A freshly published study released out of the University of Alabama at Birmingham has shown that black people are more likely to sacrifice financial resources for an extended life when looking at life-threatening cancer. The study looked at lung and colorectal cancer specifically. The other minority groups sampled in the study were Asian and Hispanic, both of which were more likely than Caucasians to exhaust financial resources for the treatment options of loved ones.
To my surprise, the highest percentage of those who’d rather cancer care than cash, the blacks in the study, was 80%, Asians at 72%, Hispanics at 69% and, sadly, Caucasians were at 54%. Without seeing the data, I would’ve thought/hoped the percentage for all groups to be close to a hundred. Unfortunately, they weren’t and in reality, we are faced with these decisions often enough as health care advances while insurance rates surge. Even the oft seen 80/20 coverage some insurance companies offer, when considering aggressive cancer treatment, could bankrupt even an upper middle class American. Socio-cultural proof of this is the advent of specialty cancer insurance. With cancer rates as high as they are, life time prevalence, cancer insurance.
To interpret this evolutionarily, these benevolent family members place much more value in the cancer patient than superfluous financial resources, hence the giving up of resources that could easily be shunted to another member (use of term superfluous is a generalization; some of this money will come from cash assets, some from a HELOC or even selling one’s house). On this note, the study did find that those that were single or unattached in other means were generous as well. Apparently the Caucasians perceived better ways to allocate their resources; perhaps by taking preventative measures for oneself or one’s offspring. Cancer has one upped us though on that as it has been established that while preventative measures are helpful, extremely in some cases, they don’t make you immune and you could easily still get cancer after a lifetime of eating blueberries.

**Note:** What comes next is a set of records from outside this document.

PR #4868, opened 2025-10-08
Error paths

blp:
Adds path information to StorageError, and some preliminaries to make it easier.

### DIFF
--- a/crates/dbsp/src/storage/backend/posixio_impl.rs
+++ b/crates/dbsp/src/storage/backend/posixio_impl.rs
@@ -100,15 +100,17 @@ impl FileReader for PosixReader {
 
     fn read_block(&self, location: BlockLocation) -> Result<Arc<FBuf>, StorageError> {
         READ_BLOCKS_BYTES.record(location.size);
-        READ_LATENCY_MICROSECONDS.record_callback(|| {
-            sleep(self.ioop_delay);
-            let mut buffer = FBuf::with_capacity(location.size);
+        READ_LATENCY_MICROSECONDS
+            .record_callback(|| {
+                sleep(self.ioop_delay);
+                let mut buffer = FBuf::with_capacity(location.size);
 
-            match buffer.read_exact_at(&self.file, location.offset, location.size) {
-                Ok(()) => Ok(Arc::new(buffer)),
-                Err(e) => Err(e.into()),
-            }
-        })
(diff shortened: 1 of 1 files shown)


crates/adapterlib/src/errors/journal.rs
```diff
@@ -65,7 +64,7 @@ impl Display for StepError {
             StepError::DecodeError { path, error } => {
                 write!(f, "{path}: error parsing step ({error})")
             }
-            StepError::StorageError { path, error, .. } => write!(f, "{path}: {error}"),
+            StepError::StorageError { error, .. } => write!(f, "{error}"),
```
mihaibudiu: so the path is now in here?

crates/dbsp/src/storage/backend/posixio_impl.rs
```diff
@@ -48,15 +51,23 @@ pub(super) struct PosixReader {
     ioop_delay: Duration,
 }
 
+impl Debug for PosixReader {
+    fn fmt(&self, f: &mut std::fmt::Formatter<'_>) -> std::fmt::Result {
+        write!(f, "MemoryReader({})", self.path)
```
mihaibudiu: why is this MemoryReader?

crates/dbsp/src/storage/backend/posixio_impl.rs
```diff
@@ -65,32 +76,46 @@ impl PosixReader {
         }
     }
     fn open(
-        path: PathBuf,
+        path: StoragePath,
```
mihaibudiu: Sorry, can't guess why you have two paths here.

An interesting follow up study would be to assess the willingness to take out cancer insurance; again, looking at all four ethnic groups. I would add Native Americans to the study as they could surface important issues like the meaning of cancer to one’s culture, the degree to which it is respected, expected or dealt with. Native Americans continually show an altered view of illness and disease and given the amorphous concept that is cancer, I’m sure we’d find whole new dimensions of understanding which often influence financial decisions and the propensity to take out insurance.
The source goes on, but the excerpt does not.